視界良好、障害物なし。

私が思う幸せは、あなたが思う幸せじゃなかったの。

貫井徳郎『崩れる』

久々に小説を読んだ。読み始めたのは今年の2月頃だったと思うから、いかに時間を取っていなかったかを実感する。『崩れる』は短編集で、サブタイトルにある通り「結婚」に関連した作品ばかり。ただ一口に結婚と言っても子のいる夫婦、子のいない夫婦、婚約済みのカップル、結婚相談所に勤める女性など主人公はさまざまで、内容も不倫から隣人の異臭までと幅広い。

崩れる
インタビュー形式と当時の描写で話が進む。まだ短編の書き方が分かっていなかったらしいけど、表題作だけあって抜群の完成度。家事はまったく出来ずほぼニートみたいなイラストレーターの夫と、2ヶ月で銀行勤めを辞めたニートの息子を抱えるパート勤めの女性が主人公。結婚したいなんて微塵も思ってないけど、この夫と息子の体たらくさは少し想像しただけでうんざりして結婚への希望的観測を破壊してくれる。笑 銀行マンだった息子が無職宣言をしてきたその口で「おれ、アニメーターになるよ」と言ってくるのも最悪度が高い。しかも専門学校に行くけど学費は出してくれと。地獄〜! この後、ポルノ小説への挿絵がメインである夫(ほぼニート)とアニメーター志望の息子(ニート)が口喧嘩を始める。どっちも同じ穴の狢〜〜〜〜。笑 主人公の生活への嫌気たるや想像するまでもない……。
何とない主人公の描写に鬱憤であるとかストレスであるとかがさり気なく感じられる。
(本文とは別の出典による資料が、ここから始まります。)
PR #78, opened 2022-09-12
Fix "missing from graph" shushing with timestamps

lpulley:
The `WARNING: Targets were missing from graph` shushing doesn't work with Bazel's `--show_timestamps`. This should fix that.


cpsauer:
Hi @lpulley! Thanks for using the tool and contributing. Hadn't thought about this case; I appreciate your handling it!

[I'll briefly add a note about why as a comment and then merge.]

Again thank you! Welcome to the contributors list :)

PR #79, opened 2022-09-13
Fix "missing from graph" shushing with color

lpulley:
The `WARNING: Targets were missing from graph` shushing doesn't work with Bazel's `--color=yes`. This should fix that.


cpsauer:
Thanks for fixing these!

私が他に読んだことのある貫井徳郎の小説は『乱反射』だけなんですが、この崩れるの物語運びはそれと似ている感じがした。ある部分から明確な目的を持って早足で進んでいくのを感じるこの運び。

短編1つに軽く感想をメモするつもりだったけど、思いの外長くて、あとお腹も空いてて、疲れた。終わり。